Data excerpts
╭──
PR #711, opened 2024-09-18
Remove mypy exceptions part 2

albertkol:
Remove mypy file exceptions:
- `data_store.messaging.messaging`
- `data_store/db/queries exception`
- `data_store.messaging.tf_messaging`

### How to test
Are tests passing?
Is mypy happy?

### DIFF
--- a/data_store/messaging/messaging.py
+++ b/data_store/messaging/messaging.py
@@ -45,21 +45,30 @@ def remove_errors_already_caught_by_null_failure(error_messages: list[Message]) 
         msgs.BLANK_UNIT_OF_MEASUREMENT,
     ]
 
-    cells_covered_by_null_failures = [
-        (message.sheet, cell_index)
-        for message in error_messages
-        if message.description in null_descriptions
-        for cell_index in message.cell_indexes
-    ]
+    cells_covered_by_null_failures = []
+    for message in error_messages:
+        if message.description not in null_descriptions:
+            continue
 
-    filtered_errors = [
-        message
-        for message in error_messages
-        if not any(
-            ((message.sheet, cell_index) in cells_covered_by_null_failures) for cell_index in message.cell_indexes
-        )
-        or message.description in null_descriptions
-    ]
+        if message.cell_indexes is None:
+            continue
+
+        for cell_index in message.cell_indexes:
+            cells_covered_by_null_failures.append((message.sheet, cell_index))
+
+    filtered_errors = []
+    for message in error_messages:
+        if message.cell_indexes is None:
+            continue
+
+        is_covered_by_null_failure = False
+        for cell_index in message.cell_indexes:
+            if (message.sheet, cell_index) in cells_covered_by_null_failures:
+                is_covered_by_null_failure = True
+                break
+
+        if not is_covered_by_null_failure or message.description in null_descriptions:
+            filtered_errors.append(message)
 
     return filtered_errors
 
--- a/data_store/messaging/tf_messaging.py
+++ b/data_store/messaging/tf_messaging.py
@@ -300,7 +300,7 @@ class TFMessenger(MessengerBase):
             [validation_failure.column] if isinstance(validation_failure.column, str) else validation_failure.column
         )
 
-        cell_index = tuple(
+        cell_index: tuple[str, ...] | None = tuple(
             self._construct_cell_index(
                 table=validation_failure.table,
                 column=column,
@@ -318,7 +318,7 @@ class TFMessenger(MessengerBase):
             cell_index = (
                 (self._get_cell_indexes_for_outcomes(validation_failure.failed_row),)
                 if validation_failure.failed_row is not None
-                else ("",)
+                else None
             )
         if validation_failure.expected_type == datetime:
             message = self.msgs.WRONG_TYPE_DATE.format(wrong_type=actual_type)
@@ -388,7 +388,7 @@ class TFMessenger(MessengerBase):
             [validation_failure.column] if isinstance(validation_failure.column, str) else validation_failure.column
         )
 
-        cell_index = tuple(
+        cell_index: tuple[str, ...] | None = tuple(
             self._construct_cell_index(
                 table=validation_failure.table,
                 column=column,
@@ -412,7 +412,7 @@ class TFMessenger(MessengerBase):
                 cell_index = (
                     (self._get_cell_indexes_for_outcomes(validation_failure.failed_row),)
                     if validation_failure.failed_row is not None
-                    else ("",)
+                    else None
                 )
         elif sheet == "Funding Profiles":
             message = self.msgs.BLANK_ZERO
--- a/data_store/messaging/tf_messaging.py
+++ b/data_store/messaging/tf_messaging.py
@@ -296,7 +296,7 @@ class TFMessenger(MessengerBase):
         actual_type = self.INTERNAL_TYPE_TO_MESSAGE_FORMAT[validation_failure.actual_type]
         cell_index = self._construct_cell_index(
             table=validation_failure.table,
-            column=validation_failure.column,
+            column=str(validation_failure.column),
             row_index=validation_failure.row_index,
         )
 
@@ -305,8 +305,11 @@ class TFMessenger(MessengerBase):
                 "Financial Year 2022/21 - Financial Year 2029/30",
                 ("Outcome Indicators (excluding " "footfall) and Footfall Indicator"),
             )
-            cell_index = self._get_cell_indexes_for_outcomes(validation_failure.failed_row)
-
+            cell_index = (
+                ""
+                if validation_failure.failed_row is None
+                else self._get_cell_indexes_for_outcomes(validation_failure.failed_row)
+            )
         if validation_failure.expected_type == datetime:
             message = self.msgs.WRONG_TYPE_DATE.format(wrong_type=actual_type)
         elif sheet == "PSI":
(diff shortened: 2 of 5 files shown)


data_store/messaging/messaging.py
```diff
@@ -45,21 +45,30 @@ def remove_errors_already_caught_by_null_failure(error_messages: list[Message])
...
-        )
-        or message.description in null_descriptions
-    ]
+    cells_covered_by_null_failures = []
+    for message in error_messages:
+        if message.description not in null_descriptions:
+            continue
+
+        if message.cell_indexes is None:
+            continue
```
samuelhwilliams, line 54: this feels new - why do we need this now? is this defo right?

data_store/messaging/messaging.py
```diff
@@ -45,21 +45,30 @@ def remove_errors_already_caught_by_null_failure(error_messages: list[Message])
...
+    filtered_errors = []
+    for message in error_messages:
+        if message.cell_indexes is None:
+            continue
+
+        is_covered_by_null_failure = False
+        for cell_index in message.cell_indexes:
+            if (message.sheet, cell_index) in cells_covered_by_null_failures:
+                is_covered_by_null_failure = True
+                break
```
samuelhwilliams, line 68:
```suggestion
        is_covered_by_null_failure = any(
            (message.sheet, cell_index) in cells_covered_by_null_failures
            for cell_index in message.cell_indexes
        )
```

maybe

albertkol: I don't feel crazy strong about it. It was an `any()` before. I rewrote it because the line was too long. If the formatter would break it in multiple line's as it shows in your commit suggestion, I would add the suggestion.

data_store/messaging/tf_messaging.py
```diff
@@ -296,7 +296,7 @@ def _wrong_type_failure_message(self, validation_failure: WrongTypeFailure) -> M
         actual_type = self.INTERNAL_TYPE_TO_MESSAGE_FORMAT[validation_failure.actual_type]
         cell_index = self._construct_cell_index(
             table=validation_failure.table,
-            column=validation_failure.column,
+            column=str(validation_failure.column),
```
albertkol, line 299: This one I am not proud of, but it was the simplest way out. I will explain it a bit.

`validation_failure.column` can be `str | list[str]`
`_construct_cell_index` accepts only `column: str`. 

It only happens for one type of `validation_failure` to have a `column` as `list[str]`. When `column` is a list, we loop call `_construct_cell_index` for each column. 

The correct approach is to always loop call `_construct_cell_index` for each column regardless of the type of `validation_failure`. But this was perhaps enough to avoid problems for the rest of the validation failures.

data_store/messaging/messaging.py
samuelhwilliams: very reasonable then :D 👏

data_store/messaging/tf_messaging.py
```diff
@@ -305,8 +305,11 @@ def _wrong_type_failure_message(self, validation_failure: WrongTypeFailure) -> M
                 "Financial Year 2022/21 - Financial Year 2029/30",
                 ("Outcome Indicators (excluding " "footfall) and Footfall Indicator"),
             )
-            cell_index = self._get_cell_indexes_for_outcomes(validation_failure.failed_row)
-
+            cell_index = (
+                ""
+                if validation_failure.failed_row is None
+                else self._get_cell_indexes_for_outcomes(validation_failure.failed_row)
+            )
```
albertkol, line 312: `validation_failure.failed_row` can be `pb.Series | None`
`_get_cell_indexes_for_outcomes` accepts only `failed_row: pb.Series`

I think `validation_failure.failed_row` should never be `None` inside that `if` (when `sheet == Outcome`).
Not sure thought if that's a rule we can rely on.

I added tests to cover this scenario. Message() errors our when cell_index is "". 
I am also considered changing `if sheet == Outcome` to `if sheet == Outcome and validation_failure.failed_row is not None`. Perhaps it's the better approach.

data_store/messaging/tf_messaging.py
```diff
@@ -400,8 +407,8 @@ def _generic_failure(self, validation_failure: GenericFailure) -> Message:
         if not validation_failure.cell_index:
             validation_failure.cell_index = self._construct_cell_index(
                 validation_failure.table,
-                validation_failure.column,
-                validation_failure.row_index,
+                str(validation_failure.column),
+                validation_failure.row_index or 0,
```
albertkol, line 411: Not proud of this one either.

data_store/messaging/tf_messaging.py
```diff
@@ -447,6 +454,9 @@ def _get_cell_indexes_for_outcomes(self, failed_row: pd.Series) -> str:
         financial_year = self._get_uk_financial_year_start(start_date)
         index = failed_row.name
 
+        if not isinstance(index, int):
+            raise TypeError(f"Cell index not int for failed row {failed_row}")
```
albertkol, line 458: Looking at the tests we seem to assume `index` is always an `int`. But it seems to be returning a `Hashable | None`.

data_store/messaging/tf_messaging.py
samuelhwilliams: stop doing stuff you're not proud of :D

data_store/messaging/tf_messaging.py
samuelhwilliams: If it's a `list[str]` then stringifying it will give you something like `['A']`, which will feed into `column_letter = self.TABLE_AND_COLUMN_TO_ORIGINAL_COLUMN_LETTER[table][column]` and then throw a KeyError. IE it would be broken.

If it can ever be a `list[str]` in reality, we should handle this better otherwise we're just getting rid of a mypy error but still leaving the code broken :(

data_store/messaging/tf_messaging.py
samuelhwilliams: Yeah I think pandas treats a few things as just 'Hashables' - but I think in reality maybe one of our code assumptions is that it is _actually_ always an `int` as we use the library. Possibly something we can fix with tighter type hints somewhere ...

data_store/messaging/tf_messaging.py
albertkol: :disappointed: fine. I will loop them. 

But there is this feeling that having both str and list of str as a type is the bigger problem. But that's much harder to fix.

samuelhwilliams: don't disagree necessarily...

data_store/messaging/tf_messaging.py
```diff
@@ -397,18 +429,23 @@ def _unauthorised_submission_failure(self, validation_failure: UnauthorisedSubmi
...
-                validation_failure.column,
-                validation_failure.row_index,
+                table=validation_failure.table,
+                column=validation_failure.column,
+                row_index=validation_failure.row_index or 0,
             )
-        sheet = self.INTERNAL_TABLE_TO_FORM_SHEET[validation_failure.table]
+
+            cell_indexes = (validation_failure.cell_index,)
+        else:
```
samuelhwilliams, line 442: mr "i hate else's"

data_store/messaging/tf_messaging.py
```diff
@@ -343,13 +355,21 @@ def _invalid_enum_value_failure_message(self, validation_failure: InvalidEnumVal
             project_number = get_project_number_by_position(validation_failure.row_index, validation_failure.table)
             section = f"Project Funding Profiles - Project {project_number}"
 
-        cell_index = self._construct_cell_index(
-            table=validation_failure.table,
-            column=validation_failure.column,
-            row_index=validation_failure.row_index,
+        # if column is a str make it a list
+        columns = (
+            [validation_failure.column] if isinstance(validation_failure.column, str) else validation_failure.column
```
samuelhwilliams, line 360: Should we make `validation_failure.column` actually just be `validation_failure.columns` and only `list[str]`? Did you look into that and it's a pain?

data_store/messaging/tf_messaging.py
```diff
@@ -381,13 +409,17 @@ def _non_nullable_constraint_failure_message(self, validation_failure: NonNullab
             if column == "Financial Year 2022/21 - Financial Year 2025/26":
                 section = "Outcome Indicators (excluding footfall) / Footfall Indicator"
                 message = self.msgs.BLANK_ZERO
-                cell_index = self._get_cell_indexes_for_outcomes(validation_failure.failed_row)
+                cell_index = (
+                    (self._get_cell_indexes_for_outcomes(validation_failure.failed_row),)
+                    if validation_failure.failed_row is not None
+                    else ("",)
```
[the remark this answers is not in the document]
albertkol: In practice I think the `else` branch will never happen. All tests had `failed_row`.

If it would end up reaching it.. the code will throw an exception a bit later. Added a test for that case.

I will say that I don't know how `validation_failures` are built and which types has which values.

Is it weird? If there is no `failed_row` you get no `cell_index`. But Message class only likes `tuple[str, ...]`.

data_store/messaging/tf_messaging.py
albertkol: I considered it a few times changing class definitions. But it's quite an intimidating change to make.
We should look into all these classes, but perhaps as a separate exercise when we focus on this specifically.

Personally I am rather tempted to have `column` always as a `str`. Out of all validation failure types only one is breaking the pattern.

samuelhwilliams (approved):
╰──
╭──
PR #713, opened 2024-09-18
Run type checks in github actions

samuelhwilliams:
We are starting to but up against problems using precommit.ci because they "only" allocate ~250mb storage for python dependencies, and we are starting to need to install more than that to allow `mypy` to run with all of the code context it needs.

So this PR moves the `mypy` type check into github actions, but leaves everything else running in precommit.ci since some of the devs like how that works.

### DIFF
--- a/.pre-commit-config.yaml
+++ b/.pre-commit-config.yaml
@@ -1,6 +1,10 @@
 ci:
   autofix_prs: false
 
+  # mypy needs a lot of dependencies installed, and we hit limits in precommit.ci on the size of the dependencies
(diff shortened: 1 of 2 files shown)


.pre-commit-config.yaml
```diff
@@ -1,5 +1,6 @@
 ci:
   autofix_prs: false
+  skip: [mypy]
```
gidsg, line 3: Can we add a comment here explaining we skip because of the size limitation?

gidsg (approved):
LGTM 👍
╰──
What the task requires:
Only lines that contain the string "then" count; pick each one out of the records and copy it.

Response below:
samuelhwilliams: very reasonable then :D 👏
samuelhwilliams: If it's a `list[str]` then stringifying it will give you something like `['A']`, which will feed into `column_letter = self.TABLE_AND_COLUMN_TO_ORIGINAL_COLUMN_LETTER[table][column]` and then throw a KeyError. IE it would be broken.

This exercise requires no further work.